2003 Seattle Annual Meeting (November 2–5, 2003)

Paper No. 7
Presentation Time: 2:30 PM

DECIPHERING MG PARTITIONING INTO CALCITE: A NEW STUDY OF MACROSCALE BEHAVIOR THROUGH DIRECT MEASUREMENT OF NANOSCALE CONTROLS


WASYLENKI, Laura E.1, DOVE, Patricia M.1 and DE YOREO, James J.2, (1)Department of Geosciences, Virginia Polytechnic Institute, 4044 Derring Hall, Blacksburg, VA 24061, (2)Department of Chemistry and Materials Science, Lawrence Livermore National Lab, Livermore, CA 94550, lew@vt.edu

The Mg/Ca paleothermometer is based upon the relationship between temperature and Mg partitioning into biogenic calcite. However, interpretations of bulk fluid-calcite experiments in the literature disagree upon the most fundamental assumptions regarding the influences of temperature, growth rate, impurity concentration, and salinity on Mg uptake. To begin addressing this problem, we conducted a new type of calcite growth study: while temperature and solution chemistry were precisely controlled, we directly quantified near-equilibrium, layer-mechanism growth rates and Mg contents of calcite crystals.

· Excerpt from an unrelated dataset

PR #1330, opened 2022-10-27
[13.0][IMP]shopinvader: one active partner per email and backend

GuillemCForgeFlow:
Removed _sql_constraints checking that there were not two partners having the same email within the same backend. Changed it for an api.constrains that will only check it for active users.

We measured migration rates of monomolecular steps in situ on individual growth spirals on {104} calcite faces using atomic force microscopy. Solutions containing CaCl2, NaHCO3, MgCl2, and 0.1 molal NaCl flowed continuously over samples. Growth rates were determined at 15-30°C in solutions containing 0-10-4 molal [Mg] and with supersaturations (ln [(aCa++ x aCO3--)/Ksp]) of 0.3-1.0. In complementary experiments, we grew seed crystals under identical conditions for several days to produce large growth hillocks for high-resolution electron microprobe analysis. We find that Mg exhibits a pronounced, non-uniform partitioning into growth hillocks with a distinct preference for geometrically obtuse steps (~100 to >3000 ppm) over acute steps (0 to ~800 ppm). This partitioning is opposite to results of Paquette and Reeder (1995; GCA 59:735) for calcite grown at high ionic strength (1-2 molal) with multiple impurities in solution. Our work suggests that the interaction of Mg with calcite surfaces depends upon nanoscale site geometry and also upon the presence or absence of other trace elements. Preliminary findings suggest that of the factors named above, supersaturation has the strongest influence on Mg/Ca in the solid crystals.

Our work on inorganic controls of impurity partitioning in calcite sets the stage for investigation of biological effects and for robust interpretation of trace element signatures in biogenic calcite.